### Data records:

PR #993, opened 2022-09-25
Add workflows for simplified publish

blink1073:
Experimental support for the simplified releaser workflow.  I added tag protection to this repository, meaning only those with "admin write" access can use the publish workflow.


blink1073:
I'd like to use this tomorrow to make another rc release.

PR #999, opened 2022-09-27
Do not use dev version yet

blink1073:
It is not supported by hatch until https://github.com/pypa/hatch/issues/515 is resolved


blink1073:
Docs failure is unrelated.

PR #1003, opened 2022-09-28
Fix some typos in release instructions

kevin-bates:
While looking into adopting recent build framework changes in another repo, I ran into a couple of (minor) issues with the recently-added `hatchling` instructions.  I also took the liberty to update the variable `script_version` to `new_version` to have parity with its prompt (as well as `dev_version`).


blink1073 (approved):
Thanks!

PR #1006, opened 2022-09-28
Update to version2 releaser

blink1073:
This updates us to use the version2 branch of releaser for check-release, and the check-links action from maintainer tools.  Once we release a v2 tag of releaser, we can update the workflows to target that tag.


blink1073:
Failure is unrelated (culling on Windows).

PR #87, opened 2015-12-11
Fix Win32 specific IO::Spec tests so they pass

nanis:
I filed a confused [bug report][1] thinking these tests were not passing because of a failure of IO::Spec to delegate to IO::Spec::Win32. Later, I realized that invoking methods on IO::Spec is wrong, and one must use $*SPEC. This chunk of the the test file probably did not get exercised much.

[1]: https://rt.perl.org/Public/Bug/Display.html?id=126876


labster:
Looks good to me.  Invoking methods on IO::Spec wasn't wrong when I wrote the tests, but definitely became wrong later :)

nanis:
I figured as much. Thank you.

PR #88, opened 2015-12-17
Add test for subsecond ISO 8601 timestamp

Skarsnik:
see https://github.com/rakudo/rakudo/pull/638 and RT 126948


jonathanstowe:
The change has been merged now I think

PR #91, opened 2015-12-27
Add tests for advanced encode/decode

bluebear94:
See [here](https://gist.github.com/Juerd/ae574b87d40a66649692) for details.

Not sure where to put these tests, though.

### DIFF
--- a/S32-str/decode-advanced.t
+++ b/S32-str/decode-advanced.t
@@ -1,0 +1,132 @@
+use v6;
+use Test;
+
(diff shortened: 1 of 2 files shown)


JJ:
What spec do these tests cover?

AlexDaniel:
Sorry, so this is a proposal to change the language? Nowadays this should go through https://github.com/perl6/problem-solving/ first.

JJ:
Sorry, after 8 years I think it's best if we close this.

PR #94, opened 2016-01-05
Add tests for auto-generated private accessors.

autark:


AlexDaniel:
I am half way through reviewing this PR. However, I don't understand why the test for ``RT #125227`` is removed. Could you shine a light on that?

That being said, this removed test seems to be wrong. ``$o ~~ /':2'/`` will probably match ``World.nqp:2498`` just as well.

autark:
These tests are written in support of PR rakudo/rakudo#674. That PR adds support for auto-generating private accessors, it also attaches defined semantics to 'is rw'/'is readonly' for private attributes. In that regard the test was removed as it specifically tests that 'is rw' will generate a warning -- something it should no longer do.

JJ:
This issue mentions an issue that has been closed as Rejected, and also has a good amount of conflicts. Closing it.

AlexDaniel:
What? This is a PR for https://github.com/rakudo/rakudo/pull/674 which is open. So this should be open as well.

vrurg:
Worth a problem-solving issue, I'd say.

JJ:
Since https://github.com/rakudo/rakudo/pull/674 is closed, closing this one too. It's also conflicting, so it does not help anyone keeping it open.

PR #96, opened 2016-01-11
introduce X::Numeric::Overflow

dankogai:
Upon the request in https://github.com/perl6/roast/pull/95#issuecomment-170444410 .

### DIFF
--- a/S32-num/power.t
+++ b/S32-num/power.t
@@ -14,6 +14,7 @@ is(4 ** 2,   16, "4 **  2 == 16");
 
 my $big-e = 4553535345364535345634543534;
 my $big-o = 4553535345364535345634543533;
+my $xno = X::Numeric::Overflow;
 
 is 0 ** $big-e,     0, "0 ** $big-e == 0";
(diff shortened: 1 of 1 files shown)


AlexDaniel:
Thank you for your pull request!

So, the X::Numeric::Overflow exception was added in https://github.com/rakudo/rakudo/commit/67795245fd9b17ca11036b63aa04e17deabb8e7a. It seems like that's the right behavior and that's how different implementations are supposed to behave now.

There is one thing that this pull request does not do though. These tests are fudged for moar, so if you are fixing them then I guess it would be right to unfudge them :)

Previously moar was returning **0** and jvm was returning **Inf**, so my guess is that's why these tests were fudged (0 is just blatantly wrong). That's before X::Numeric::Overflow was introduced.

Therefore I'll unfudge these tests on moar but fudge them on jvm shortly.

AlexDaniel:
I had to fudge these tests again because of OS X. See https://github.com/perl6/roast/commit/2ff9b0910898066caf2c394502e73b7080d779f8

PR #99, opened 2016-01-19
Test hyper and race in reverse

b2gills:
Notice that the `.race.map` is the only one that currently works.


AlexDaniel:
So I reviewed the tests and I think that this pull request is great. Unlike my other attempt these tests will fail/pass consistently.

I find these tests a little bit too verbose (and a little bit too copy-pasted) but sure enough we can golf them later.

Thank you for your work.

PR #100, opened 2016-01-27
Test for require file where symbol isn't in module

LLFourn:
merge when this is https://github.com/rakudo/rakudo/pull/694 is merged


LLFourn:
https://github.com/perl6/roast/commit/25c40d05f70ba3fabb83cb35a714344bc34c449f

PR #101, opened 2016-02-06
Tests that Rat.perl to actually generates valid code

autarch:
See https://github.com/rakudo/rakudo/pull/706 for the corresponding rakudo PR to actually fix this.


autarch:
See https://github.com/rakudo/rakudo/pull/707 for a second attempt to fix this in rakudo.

### WHAT YOU NEED TO DO:
The lines from the beginning of the records through the line containing "Docs failure is unrelated." should be reproduced exactly. Include nothing else.

### TASK ANSWER:
PR #993, opened 2022-09-25
Add workflows for simplified publish

blink1073:
Experimental support for the simplified releaser workflow.  I added tag protection to this repository, meaning only those with "admin write" access can use the publish workflow.


blink1073:
I'd like to use this tomorrow to make another rc release.

PR #999, opened 2022-09-27
Do not use dev version yet

blink1073:
It is not supported by hatch until https://github.com/pypa/hatch/issues/515 is resolved


blink1073:
Docs failure is unrelated.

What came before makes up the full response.